この人は僕の運命だ。甘い匂いはますます強くなる。
「僕は、あなたの事をよく知らない。だけど……僕も同じように2年間あなたを想って来ました。あの日の事はただの戯れだったんだろうけど僕はずっと、あなたを探していました」
アキを見つめ返す。
こんなに惹かれる相手は他にいないのだ。
沢木がいても惹かれるのは運命だからなのだろう。

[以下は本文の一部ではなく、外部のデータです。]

PR #3, opened 2014-11-17
Implement diagnostic SA1300 ElementMustBeginWithUpperCaseLetter

### LINKED ISSUE #76: SA1300: ElementMustBeginWithUpperCaseLetter
http://www.stylecop.com/docs/SA1300.html

sharwell:
Fixes #76

It's hard to tell if the rules used by this implementation are an exact match to the original StyleCop rule. In particular, the following are open questions.

1. :question: What about a class named `fooNativeMethods`? Current behavior: warning unless `fooNativeMethods` is inside a containing `NativeMethods` class.
2. :question: Are private methods included or excluded from analysis? Current behavior: included.
3. :question: ~~How does the `protected internal` accessibility apply to analysis of fields? Current behavior: not considered "internal", and not considered "private".~~ Update: Fields are handled by SA1303-SA1311.

### DIFF
--- a/StyleCop.Analyzers/StyleCop.Analyzers.Test/NamingRules/SA1300UnitTests.cs
+++ b/StyleCop.Analyzers/StyleCop.Analyzers.Test/NamingRules/SA1300UnitTests.cs
@@ -412,22 +412,8 @@ readonly string test;
 public string test;
 }";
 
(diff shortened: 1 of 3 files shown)


pdelvo:
I think the current behavior is the one we should go for.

番がいたら番以外のフェロモンに惹かれる事はなくなるはずなのに、こうして甘い香りに翻弄されるのは運命だからだろう。
番となった沢木が番を解消されたらもう二度と番契約はできないし、一生発情期に悩まさる事になる。だけど、その犠牲を払ってでも、僕はアキを自分の物にしたいと願ってしまった。

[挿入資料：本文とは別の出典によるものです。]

PR #261, opened 2014-11-23
Fix errors in firstInLine calculations

### LINKED ISSUE #257: SA1001 incorrectly reported at beginning of line
The diagnostic for SA1001 does not correctly determine whether a token is the first in the line or not. The following code produces an incorrect SA1001 warning for the `,` token. Note that this is only reproduced when the code is not indented.

```csharp
int[] data = { 3
, 2 };
```

### LINKED ISSUE #258: SA1018 incorrectly reported at beginning of line
The diagnostic for SA1018 does not correctly determine whether a token is the first in the line or not. The following code produces an incorrect SA1018 warning for the `?` token. Note that this is only reproduced when the code is not indented.

```csharp
int
? data;
```

sharwell:
Fixes #257 
Fixes #258

### DIFF
--- a/StyleCop.Analyzers/StyleCop.Analyzers/SpacingRules/SA1001CommasMustBeSpacedCorrectly.cs
+++ b/StyleCop.Analyzers/StyleCop.Analyzers/SpacingRules/SA1001CommasMustBeSpacedCorrectly.cs
@@ -87,9 +87,9 @@
             }
 
             bool hasPrecedingSpace = false;
-            if (!token.HasLeadingTrivia)
+            bool firstInLine = token.HasLeadingTrivia || token.GetLocation()?.GetMappedLineSpan().StartLinePosition.Character == 0;
+            if (!firstInLine)
             {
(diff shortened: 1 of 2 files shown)


heejaechang:
Finding out whether a token is a first token on a line only using Token is not simple since leading and trailing trivia could contain structured trivia, and end of line (or other kinds of trivia that could contain new line) trivia might belong to them rather than regular token.

if you have SourceText, just use previous Token's end position and current token's start position to get line number and compare them to see whether two are on different line.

愛してると言われて、心の底からこの人に愛されたいと願ってしまった。
「沢木さんごめんなさい。僕は、アキと番になりたい」
沢木は長いため息を吐くと顔を覆った。
「運命だと、運命の番だと……私が一番実感させられています。遠くに離れてもなお導かれて出会ってしまう。惹かれあってしまう。桐生が私を愛していないことも分かっています」
沢木は顔を上げると、「約束は守ります」とアキに言った。
「約束ってなんですか?」
アキと沢木が言う約束とはなんだろう。
「この帰国中に俺が運命の番のユキを見つけることができたら番を解消する約束をしていた。見つからなければ運命ではなかったと、運命の番は沢木だと認めて一生添い遂げる約束をしていた」
「ユキさんが運命と認める事も約束の内に入っています」
「運命だと、信じる理由が僕にはあって……」
膝の上の彰をぎゅっと抱き締める。
たあの一晩だけの逢瀬。
惹かれ合う運命の番のと決定付けるに値する存在。
「彰はアキの子どもです」
「「え?」」
二人が聞き返す。
「僕には番もαの相手もいません。あの日、一晩だけのあなたしか僕には相手はいません」
二人は困惑して言葉を失う。沢木は先程アキに渡された書類を捲って、彰についての書類をテーブルに広げた。
「月齢が一致しないのですが」
指差されたのは彰の生年月日。
僕は床に置いた鞄から彰の母子手帳を取り出した。